Economic Coordination Committee Pakistan
- State emblem of Pakistan

Agency overview
- Formed: 1965; 61 years ago
- Jurisdiction: Government of Pakistan
- Status: Active
- Minister responsible: Shehbaz Sharif As Prime Minister of Pakistan, Chairperson;
- Agency executive: Shehbaz Sharif, Chairperson;

= Economic Coordination Committee (Pakistan) =

Federal Agency of the Government of Pakistan

The Economic Coordination Committee (reporting name: ECC) is a principle federal institution and a consultative forum used by the people-elected Prime Minister of Pakistan as its chairman, for concerning matters of state's economic security, geoeconomic, political economic and financial endowment issues. Although it is often chaired by the Finance Minister and the senior economic officials as its members on multiple occasions, the key executive authorization on key economic policies are made by the Prime Minister of Pakistan who reserves the right call upon and serves as the chairman of the ECC.

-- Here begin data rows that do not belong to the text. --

PR #1113, opened 2026-09-16
Hang an automatic underline from the decorated line's own baseline

### LINKED ISSUE #1111: An automatic underline is positioned from the decorating box's font against the line's content geometry, so a line mixing font sizes is underlined in the wrong place
## Summary

`FragmentPainter.PaintDecoration` positions an automatically placed underline as:

```csharp
Keywords.Underline => rectangle.Top + ResolveAutomaticUnderlineCenterOffset(
    styleSource.ActualFont, pen.Width, g.PixelsPerPoint),
```

where the helper returns `font.TextBaselineOffset + gap + thickness / 2`.

`rectangle.Top` is **content** geometry — the union of the inline content on that line
(`DecorationContent.SpanOf`, or the box's own per-line rectangle). `TextBaselineOffset` is measured in
the **decorating box's** font, which is the right font per
[css-text-decor-3 §2.4](https://www.w3.org/TR/css-text-decor-3/#line-decoration) ("the position ... are
based on the decorating box's font").

Adding the second to the top of the first only lands on the baseline while every glyph on the line is
set in the decorating box's own font. As soon as the line carries a different size, the sum is not the
baseline, and the underline is displaced by the difference between the two ascents — in either
direction.

## Repro

```html
<!DOCTYPE html><html><body style="margin:0">
  <div style="text-decoration:underline; font-size:12px">
    Total due: <span style="font-size:32px">$1,080.00</span>
  </div>
</body></html>
```

The decorating block is 12px and the run on the line is 32px, so the underline is drawn roughly one
32px ascent *above* where it belongs — through the middle of the large glyphs rather than under them.
Swapping the two sizes displaces it the other way, leaving the line floating well below the text.

## Measured

Painting the fixtures through `RecordingGraphics` at `PixelsPerPoint = 1.0`, comparing the `DrawLine`
call against the baseline the `DrawString` call actually painted at
(`point.Y + font.TextBaselineOffset`):

| document (decorating box / run on the line) | painted baseline | underline drawn at | should be |
| --- | --- | --- | --- |
| 12pt / 12pt — control | 10.863 | 12.113 | 12.113 |
| 9pt block / 24pt run | 21.803 | **9.474** | 23.05 |
| 24pt block / 9pt run | 22.224 | **37.053** | 23.47 |

So the 9pt-block case puts the line 12.3pt above the baseline and the 24pt-block case 14.8pt below it,
against the 1.25pt the control gets right.

Chrome 141 (`--headless --print-to-pdf`, rasterized at 300dpi) places the underline 40 device pixels
below the glyph ink top in every one of those three; PeachPDF matches on the control and diverges by
+53 device pixels on the third.

## Note

`CssLineBox.BaselineY` looks like the obvious anchor but is not usable as-is: inside a table cell,
whose UA `vertical-align: middle` moves the content block after the line closed, it is short by the
centering offset (17.601 against a painted baseline of 20.014 in a `line-height: 2` cell). The word
rectangles in the fragment tree are what `DrawString` is handed, so they are the reliable source.

dchupp:
Fixes #1111

## The defect

`PaintDecoration` placed an automatic underline at:

```csharp
rectangle.Top + font.TextBaselineOffset + gap + thickness / 2
```

Those two terms come from different places. `rectangle.Top` is **content** geometry — the union of the
inline content on the line (`DecorationContent.SpanOf`, or the box's own per-line rectangle).
`TextBaselineOffset` is measured in the **decorating box's** font.

Their sum is the baseline only while every glyph on the line is set in that same font. A line carrying
any other size is underlined one ascent-difference away, in whichever direction the mismatch runs.

[css-text-decor-3 §2.5](https://www.w3.org/TR/css-text-decor-3/#text-underline-position-property)
leaves the exact position "UA-defined in this level", but requires "a single thickness and position on
each line for the decorations deriving from a single decorating box" — which a position derived from
each rectangle's own top is not, since it varies with whatever content that rectangle happened to
bound. Its note is the reasoning for consulting the line: "since line decorations can span elements
with varying font sizes and vertical alignments, the best position for a line decoration is not
necessarily the ideal position dictated by the decorating box".

```html
<div style="text-decoration:underline; font-size:12px">
  Total due: <span style="font-size:32px">$1,080.00</span>
</div>
```

Painting the fixtures through `RecordingGraphics` at `PixelsPerPoint = 1.0` and comparing the
`DrawLine` against the baseline the `DrawString` call actually painted at:

| decorating box / run on the line | painted baseline | drawn at | should be |
| --- | --- | --- | --- |
| 12pt / 12pt — control | 10.863 | 12.113 | 12.113 |
| 9pt block / 24pt run | 21.803 | **9.474** | 23.05 |
| 24pt block / 9pt run | 22.224 | **37.053** | 23.47 |

12.3pt above the baseline in one direction, 14.8pt below it in the other — on 12px text.

## The fix

Resolve the anchor from the line's own words. Layout places each word's rectangle exactly its own
(rounded) `RFont.Ascent` above the baseline, so `wordRect.Y + wordStyle.ActualFont.Ascent` is the same
number for **every** baseline-aligned word however large it is set — `AlphabeticBaselineOn` returns the
first it finds and the rest cannot disagree, so there is no averaging or tie-break.

`PaintDecoration` then applies the **decorating box's own** ascent rounding to reach the baseline the
glyphs are painted on, keeping that term in the font §2.4 names. For a single-font line the two steps
cancel back to the old expression exactly, so **every such document paints byte-for-byte as before** —
which is most of them.

### `CssLineBox.BaselineY` is the obvious anchor and is not usable

It was the first implementation. It agrees with the painted baseline everywhere except inside a table
cell, where the UA stylesheet's `vertical-align: middle` moves the content block *after* the line
closed and recorded its baseline: a `line-height: 2` cell reports **17.601** against a painted baseline
of **20.014**. Taking it would have silently moved every underline in every table cell, and no existing
test would have caught it. The word rectangles in the fragment tree are what `DrawString` is handed,
and are paint's contract besides (`docs/architecture.md` §6). Recorded in
`.claude/invariants/paint-a-layout-recorded-baseline-is-not-the-painted-one.md`.

### The `vertical-align` rule is the strongest citation here

§2.5: a UA "**must** adjust line positions to match the shifted metrics of decorating boxes shifted
with `vertical-align` values other than `baseline` … but **must not** adjust the line position or
thickness in response to **descendants** of a decorating box that are so styled."

Both halves fall out of where `IsShiftedOffTheBaseline` stops walking: a shift on the decorating box
itself has already moved these words, so the baseline follows it; a shift below it excludes that word
and leaves the line where the rest of the text is. The shift lives on the `<sup>`, not on the anonymous
box that owns the word, so it is an owner-chain walk rather than a single lookup — and stopping below
the decorating box is also what keeps a cell's own `vertical-align: middle` from being mistaken for
one.

## Tests

`UnderlineBaselineIntegrationTests`, 12 cases, all asserting against the `DrawString` call that painted
the text (its `Point` and its `Font`) rather than against the box tree the painter itself reads, so no
assertion is self-consistent with the implementation — and all relative, so none depends on which font
the host resolves.

Bracketed: the crisp "one CSS pixel below the painted baseline" equality is asserted where the line
carries a run in the decorating box's own font; where nothing on the line is, the gap is bounded
instead, because the decoration is positioned from one font and the glyphs painted from another and
the two disagree by each face's ascent rounding (under a point, against the 12–15pt this used to be).
There is also a two-document test — adding a differently-sized run to a line must not move the
underline — and a superscript contrast case, without which a painter that simply followed the last run
it met would still pass everything else.

**Mutation-checked:** reverting `Html/Core/Paint/` to `origin/main` fails 7 of them and leaves 5
passing — the single-font control, the fallback case, and the mixed-size cases where the decorating box
happens to be the larger font on the line and the old code was coincidentally near-correct.

## Verification

- Full suite, net8.0: **11,876 passed, 1 failed** —
  `AnonymousBoxDefaultingTests.AListItemCostsLittleMoreThanAPlainBlock`, which fails identically on
  clean `main` (2.62x there, 2.61x on this branch, against a 2.55x bound). Pre-existing, and not
  something a decoration-only change reaches.
- **Diff coverage 100%** on the added lines.
- No new build warnings (`main`'s 7 `CS1998`s are unchanged).
- Against Chrome 141 (`--headless --print-to-pdf`, rasterized at 300dpi, underline band measured
  against the glyph ink): the mixed-size fixture that diverged by **+53 device pixels** now diverges by
  **0**, and the single-font fixtures are unmoved.

Caveat on the numbers: this is a single-TFM local run on SDK 9.0.120 targeting net8.0, so the absolute
totals will not match CI's.

## Deliberately out of scope

- **`line-through` and `overline` still key off the rectangle.** Both are wrong for the same reason on a
  mixed-size line, and a `line-through` also sits a little below the x-height centre browsers use on a
  *single*-size line — on the order of 5% of the glyph-ink height, so a calibration rather than a
  mismatch. Either way it wants its own before/after rather than riding along here.
- **`text-decoration-thickness: auto` stays at the engine's fixed 1**, per its existing recorded choice
  in `docs/html-css-support.md`.

## Also in this change

`DecorationContent` now always collects words, since the baseline needs them too. The walk only ever
runs for a box that declares a decoration, so this costs a dictionary insert per word of decorated text
and nothing at all on an undecorated document. `collectWords` was `WantsInkFrom`'s only caller, so both
are gone.

Docs, migration note, recent-fixes entry and the invariant are in the same commit.


dchupp:
Adding a throughput/allocation measurement, since this change makes `DecorationContent` collect words on a path that previously could skip them.

Built `main` (`7c05c882`) and this branch each into their own Release console host, rendering a 400-row table (three cells per row, two of them underlined, ~10 pages) and a byte-identical copy with the decorations removed. Twelve renders per measurement after three warm-ups, `GC.GetTotalAllocatedBytes(precise: true)`:

| document | | ms/render | MB/render |
| --- | --- | --- | --- |
| decorated | `main` | 195.7 / 201.0 | 129.45 / 129.38 |
| decorated | this branch | 195.3 / 196.8 | **129.38 / 129.38** |
| undecorated | `main` | 192.0 / 184.0 | 73.34 / 73.35 |
| undecorated | this branch | 171.3 / 178.6 | **73.37 / 73.37** |

Two runs each, both shown, because the wall-clock numbers on this box move more between repeats than they do between the two builds. Allocation is the stable signal and it is unchanged to the hundredth of a megabyte in both directions — the extra word collection only happens inside a walk that already runs for a decorated box, and an undecorated document never starts it.

Same caveat as the PR body: single-TFM local run, SDK 9.0.120 targeting net8.0.

jhaygood86 (changes requested):
Solid engineering here — the core diagnosis and fix are real and well-verified. I independently reproduced the bug (rasterized the mixed-size fixture on `main`: the underline floats above the line, visibly cutting through the large digits — a dramatic, unambiguous confirmation) and confirmed the fix resolves it cleanly on both PDFium and MuPDF. I also confirmed the single-font byte-for-byte-identical claim directly (SHA-256'd the extracted content streams from both `main` and this branch — identical apart from the PDF creation-date comment), verified the `wordRect.Y + Ascent` baseline-invariance claim by reading the actual layout code, and reproduced the table-cell `CssLineBox.BaselineY` divergence myself (got 19.015 vs 22.484 on my own fixture — same phenomenon, same direction, as your reported numbers, just a different specific case). Mutation-testing the paint-layer revert confirms a real, meaningfully-partial split (7 fail / 5 pass, not all-or-nothing).

Two blocking issues before this is mergeable:

**1. Build is not warning-clean.** `dotnet build PeachPDF.slnx -t:Rebuild` reports `xUnit1026` (unused Theory parameter `because`) three times — once per TFM — from the new `Underline_TopEdgeSitsOneCssPixelBelowThePaintedBaseline` test. This contradicts the PR description's "No new build warnings" claim and violates this repo's zero-warnings merge gate (CLAUDE.md). Easy fix: reference `because` in the assertion message, or drop the unused parameter.

**2. The spec citation is inaccurate, and it's shipped in trusted files, not just the PR description.** I fetched the actual css-text-decor-3 text. §2.4 is only the `text-decoration` shorthand property definition — it says nothing about position or thickness. The quoted parenthetical `"the position … are based on the decorating box's font"` doesn't appear anywhere in the spec. The real, relevant rule is in **§2.5**: *"The exact position and thickness of line decorations is UA-defined in this level. However, for underlines and overlines the UA must use a single thickness and position on each line for the decorations deriving from a single decorating box."* — notably weaker (UA-defined) than what's claimed. More importantly, §2.5 goes on to say the opposite of how this is framed: *"since line decorations can span elements with varying font sizes... the best position for a line decoration is not necessarily the ideal position dictated by the decorating box... UA consideration of descendant content will therefore result in better typography."* — i.e. the spec's own reasoning actually favors accounting for the line's real content (what this fix does), not "measuring from the decorating box's font" (closer to what the old, buggy code did). The one part of your framing that *is* well-supported by the spec is the `vertical-align`/superscript exclusion — §2.5 explicitly says a UA must adjust for a shifted decorating box but must not follow a shifted *descendant*.

This inaccurate §2.4 citation is baked into three places, not just the PR body: the shipped code comment in the paint file, and `.claude/recent-fixes/2026-09-16-underline-hangs-from-the-lines-own-baseline.md`. Please correct all three to cite §2.5 and soften the claim to match the actual "UA-defined, but must consider descendant content" text — the fix itself doesn't need to change, just the spec framing around it.

Non-blocking, worth a quick pass while you're in there:
- The mutation-test split you report is off by one — "4 passing" should be "5 passing" (I got 7 fail / 5 pass reverting the paint layer). The extra pass is a mixed-size case where the decorating box happens to be the larger font on the line, where the old code was coincidentally near-correct.
- The PR body says "12 cases," the recent-fixes doc says "11" — actual count is 12.
- The `line-through` "sits below the x-height centre browsers use" framing is directionally right against real Chrome but a bit stronger than what I measured (~5 percentage points of the glyph-ink height, not a dramatic mismatch) — not a blocker since it's already disclosed as out of scope, just a calibration note for whenever that follow-up happens.

Nice, thorough test suite and genuinely useful invariant file otherwise — happy to re-review quickly once the two blocking items are fixed.

dchupp:
Both blocking items are fixed, and you were right on both. Pushed as `85771b9b`.

**1. `xUnit1026`.** Real, and my "no new build warnings" claim was wrong rather than unlucky: I had been grepping the build output for `warning CS`, which cannot match an analyzer code. Re-checked with `grep -oE "warning [A-Za-z]+[0-9]+" | sort | uniq -c`, which now reports only the 14 `CS1998` (7 × 2, `main`'s own). `because` is now used, in an `Assert.True` that the underline is below the baseline at all — a weaker claim than the equality beside it, but a real one, and it makes the failure message name the case.

**2. The spec citation.** You are right, and I had written it from memory rather than fetching it — the thing this repo's CLAUDE.md warns about specifically. I fetched css-text-decor-3 before changing anything and confirmed your reading:

- §2.4 is the `text-decoration` shorthand. The quoted parenthetical does not exist.
- §2.5 has the real rule, and it is *"UA-defined in this level"*, with a `must` only for *"a single thickness and position on each line for the decorations deriving from a single decorating box"*.
- The note does cut against my framing: *"since line decorations can span elements with varying font sizes and vertical alignments, the best position for a line decoration is not necessarily the ideal position dictated by the decorating box."*

Two things I found while verifying, which changed the framing further:

- **The single-position `must` is the sentence this fix actually satisfies.** A position derived from each rectangle's own top is not one position per line for the decorating box — it varies with whatever content that rectangle happened to bound. So there is a normative hook here, it just is not the one I claimed.
- **The `vertical-align` exclusion is the strongest citation in the change, not an incidental detail.** §2.5's *"must adjust line positions to match the shifted metrics of decorating boxes … but must not adjust the line position or thickness in response to descendants of a decorating box that are so styled"* is exactly the two halves of `IsShiftedOffTheBaseline`: a shift on the decorating box has already moved these words so the baseline follows it, and the walk stopping below the decorating box is the "must not" half. I have put that citation on `AlphabeticBaselineOn`, where it belongs.

Corrected in all three places — the paint-file comment, the recent-fixes entry (which now has a short "what the spec actually says, having fetched it" section), and the PR description.

**One thing to flag while I was in there:** the propagation rule this area is often cited for — *"propagated to an anonymous inline box that wraps all the in-flow inline-level children"* and *"Atomic inlines … are not decorated"* — is in §2's own introductory prose, before §2.1, not §2.4 either. `PaintPropagatedDecoration`, `DecorationContent` and the `text-decoration-line` row in `docs/html-css-support.md` all cite §2.4 for it today. I have deliberately **not** touched those here, since they pre-date this branch and fixing them is a docs pass of its own — say the word and I will open a separate PR for it rather than widen this one.

**Non-blocking, all three taken:**

- Mutation split is **7 fail / 5 pass**, not 7/4 — confirmed independently (`git checkout origin/main -- src/PeachPDF/Html/Core/Paint/`, which is where I went wrong the first time: my earlier run checked out `HEAD`, which already had the fix, and I had also counted before adding the 12th test). Corrected in both places.
- **12 cases**, not 11. The recent-fixes entry said 11 because it was written before the fallback case that closed the last uncovered line. Both now say 12.
- `line-through` framing softened to "a little below … on the order of 5% of the glyph-ink height", which matches your measurement rather than my stronger wording.

Diff coverage is still 100%; full suite still 11,876 passed with only the pre-existing `AListItemCostsLittleMoreThanAPlainBlock` allocation failure (2.62x on clean `main`, 2.61x here).

Thanks for the independent reproduction — the SHA-256 of the extracted content streams is a better check of the byte-for-byte claim than anything I ran, and I will steal it.

jhaygood86 (approved):
Both blocking issues from the last round are resolved, independently re-verified from scratch rather than re-read from the PR text:

- **Build warnings**: `dotnet build PeachPDF.slnx -t:Rebuild` — 0 warnings, 0 errors across all three TFMs. Confirmed the `xUnit1026` cause is gone: `because` is now read inside the assertion's failure message.
- **Spec citation**: fetched css-text-decor-3 §2.5 directly and compared verbatim against all three quotes now in the PR — the "single thickness and position" rule, the descendant-consideration note, and the `vertical-align` adjustment rule all match the real spec text exactly. No more misattribution to §2.4.
- **Mutation test**: reverted `Html/Core/Paint/` to `origin/main`, ran `UnderlineBaselineIntegrationTests` myself — 7 fail / 5 pass, exactly matching the corrected claim.
- **Core fix**: re-rasterized the mixed-font-size fixture with both PDFium and MuPDF — underline sits correctly under both the 12px and 32px text in both renderers, no split or offset.
- Build: 0 warnings, 0 errors (reran myself). Tests: 11,877 passed, 0 failed, 9 skipped (reran myself, exact match). CI green on all three platforms.

Good iteration — thanks for tracking down the real §2.5 text and correcting the mutation-test count rather than just asserting the original numbers were close enough. Merging.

Established in 1965 by President Ayub Khan, its primary functions and responsibility is to finalize executive economic decisions to national economy, and to assist Prime Minister and his key staff on issues involving the economic security, threat of war, economic effects of nuclear weapons, and challenges in geoeconomic policies. The ECC served as Prime Minister's principal decision-making and consultative forum for coordinating economic security and geo-economic policies among various government institutions and ministries. The DCC is a counterpart of the national security councils of many other nations. Its national security counterpart is DCC, and counterpart of the Monetary Policy Committees of many other nations.

The Economic Coordination Committee (ECC) was formed in 1965 by the government, handing over the chairmanship of the (ECC) to Finance Minister of Pakistan as its central and designated chairman. The ECC was chair by the Finance minister with almost weekly meetings of its members, who are ministers in charge of economic ministries. However, after the 1971 war with India, its chairmanship was handed over to the Prime Minister of Pakistan, and in 1993, the ECC's chairmanship was permanently handed over to the Prime Minister of Pakistan. Along with its counterpart DCC, the ECC more densely emphasized its economic and financial role in country's nuclear command and control since the 1980s. In May 1998, the emergency meetings, along with the DCC, provided a great environment of its performance when Prime minister Nawaz Sharif ordered Pakistan's first public nuclear tests, Chagai-I which was followed by Chagai-II, after the DCC and ECC council conveyed various civil-military sessions with the Prime minister and the military leadership. The Economic Coordination Committee has control for all important economic decisions and finalizes, promulgated the economic policies in the country.